About a year and a half ago, conservative author and commentator Dinesh D’Souza had a moment. His documentary 2016: Obama’s America unexpectedly took the box office by storm, netting more than thirty million dollars and exposing audiences to some very, very hard right theories about our President and the supposed lingering influence of his militant father. Unfortunately for D’Souza, he’s having another moment right now, and this one doesn’t seem nearly as appealing.

According to The New York Times, D’Souza was officially indicted yesterday for making illegal campaign contributions. It’s obviously all alleged behavior at this point, but basically, prosecutors think D’Souza used straw donors to funnel money to Republican Wendy Long’s campaign back in 2012. He allegedly sought out various friends, encouraged them to donate money and reimbursed them out of his own pocket, to the tune of $20,000.

Campaign finance law is extremely complicated. Between PACs and Super PACs and various arbitrary limits to individual candidates, it’s nearly as complicated as Hollywood accounting practices. In short, donors aren’t allowed to fork over more than $5000 to individual candidates. D’Souza reportedly reached his limit early on and allegedly got a little too forceful in his support of Long, who was a Dartmouth classmate and reportedly remains a close friend. If the FEDs are to be believed, however, Long herself allegedly had no knowledge of the illegal activities.

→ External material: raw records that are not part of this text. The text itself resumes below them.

PR #72, opened 2019-05-23
Update lesson 1

llh1:
- Improve instructions for Lesson 1
- Change class components into functional components (class components haven't been introduced yet after class 1)


NadaKartouch:
looks good thanks Loic

PR #316, opened 2022-11-30
Add axis title to plot_shift

turkalpmd:
The entire library is absolutely amazing; thank you for developing it. I came up with a minor improvement for the "Shift plot". No matter what data array we provide, this graphic shows X and Y. There may be disagreement about its use in academic papers. I believed that by defining X and Y, this conflict would be addressed. I created an edit for this where the user can configure the X and Y variables as well as the plot title. The labels being on the Y axis creates problems with the size of the figure, thus I located them as a legend in the plot.

I have ideas for other modules and would like to add them when I have the time. My initial contribution would be adding the odds ratio and CI-range values to the chi-sqr module.

Here my test code;
[plotting_test.zip](https://github.com/raphaelvallat/pingouin/files/10122374/plotting_test.zip)

### DIFF
--- a/pingouin/plotting.py
+++ b/pingouin/plotting.py
@@ -657,18 +657,18 @@ def plot_paired(
 
 
 def plot_shift(
-                x,
-                y,
-                paired=False,
-                n_boot=1000,
-                percentiles=np.arange(10, 100, 10),
-                confidence=0.95,
-                seed=None,
-                show_median=True,
-                violin=True,
-                title="Plot Shift",
-                x_label="X",
-                y_label="Y"                
+    x,
+    y,
+    paired=False,
+    n_boot=1000,
+    percentiles=np.arange(10, 100, 10),
+    confidence=0.95,
+    seed=None,
+    show_median=True,
+    violin=True,
+    title="Plot Shift",
+    x_label="X",
+    y_label="Y",
 ):
 
     """Shift plot.
@@ -679,7 +679,7 @@ def plot_shift(
         First and second set of observations.
     paired : bool
         Specify whether ``x`` and ``y`` are related (i.e. repeated measures) or independent.
-    
+
     .. versionadded:: 0.3.0
     n_boot : int
         Number of bootstrap iterations. The higher, the better, the slower.
@@ -695,43 +695,43 @@ def plot_shift(
     violin: boolean
         If True (default), plot the density of X and Y distributions. Defaut set to True.
     title: str
-        Define which title should be used for all plot. 
+        Define which title should be used for all plot.
             Default set "Plot Shift"
     x_label: str
-        Define which label should be used for X array. 
+        Define which label should be used for X array.
             Default set "X"
     y_label: str
-        Define which label should be used for Y array.  
-            Default set "Y"        
-    
+        Define which label should be used for Y array.
+            Default set "Y"
+
     Returns
     -------
     fig : matplotlib Figure instance
         Matplotlib Figure. To get the individual axes, use fig.axes.
-    
+
     See also
     --------
     harrelldavis
-    
+
     Notes
     -----
     The shift plot is described in [1]_. It computes a shift function [2]_ for two (in)dependent
     groups using the robust Harrell-Davis quantile estimator in conjunction with bias-corrected
     bootstrap confidence intervals.
-    
+
     References
     ----------
     .. [1] Rousselet, G. A., Pernet, C. R. and Wilcox, R. R. (2017). Beyond
            differences in means: robust graphical methods to compare two groups
            in neuroscience. Eur J Neurosci, 46: 1738-1748.
            doi:10.1111/ejn.13610
-    
+
     .. [2] https://garstats.wordpress.com/2016/07/12/shift-function/
-    
+
     Examples
     --------
     Default shift plot
-    
+
     .. plot::
         >>> import numpy as np
         >>> import pingouin as pg
@@ -739,11 +739,11 @@ def plot_shift(
         >>> x = np.random.normal(5.5, 2, 50)
         >>> y = np.random.normal(6, 1.5, 50)
         >>> fig = pg.plot_shift(x, y)
-    
+
     With different options
-    
+
     .. plot::
-    
+
         >>> import numpy as np
         >>> import pingouin as pg
         >>> np.random.seed(42)
@@ -777,7 +777,7 @@ def plot_shift(
     delta = y_per - x_per
 
     # Compute bootstrap distribution of differences
-    rng = np.random.RandomState(seed) 
+    rng = np.random.RandomState(seed)
     if paired:
         bootsam = rng.choice(np.arange(nx), size=(nx, n_boot), replace=True)
         bootstat = hd(y[bootsam], percentiles, axis=0) - hd(x[bootsam], percentiles, axis=0)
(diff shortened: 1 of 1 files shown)


remrama:
I'm all about improving pingouin's plotting capabilities, so I love this idea! But is there a reason that changing axis labels and adding a legend should be done _within_ pingouin, rather than having the user modify those things after setting the base figure with pingouin? If it's not critical to have this built-in, then I think it should be more optional as a post-pingouin modification (for a variety of reasons).

turkalpmd:
Yes, I  agree with you. The library is currently in excellent shape.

She was later blown out in her race by Kirsten E. Gillibrand.

It’s a little surprising the Federal Government would put energy into a case like this given we’re only talking about $20,000, but now and again, the powers that be like to make an example out of someone in the public eye, assumedly to fire a warning shot at everyone else who might be thinking of doing the same sort of thing. That’s happened a few times recently with insider trading, but then again, it’s also possible this D’Souza case simply fell into their laps via a witness in another case or an overlapping investigation.

Regardless of whether he’s convicted or not, it’s probably worth noting that the basic story of anti-Obama documentarian accused of illegally funneling money to Republican causes is a little too simplistic to accurately represent the facts. D’Souza reportedly didn’t donate any money to any other candidates in 2012, and because of his long-standing relationship with Long (he even hosted a fundraiser for her), it makes a little more rational sense why he would allegedly bend the rules to help her out. Personal biases always matter more than ideologies, whether the more radical among us are comfortable admitting it or not.

At this point, it’s unclear how the indictment might affect D’Souza’s upcoming documentary America. The film has promised to depict how the world would look if the United States never defeated the British, but given his track record, it’s likely the film would be far more interested in drawing a parallel to the current political atmosphere rather than address that fascinating historical what-if.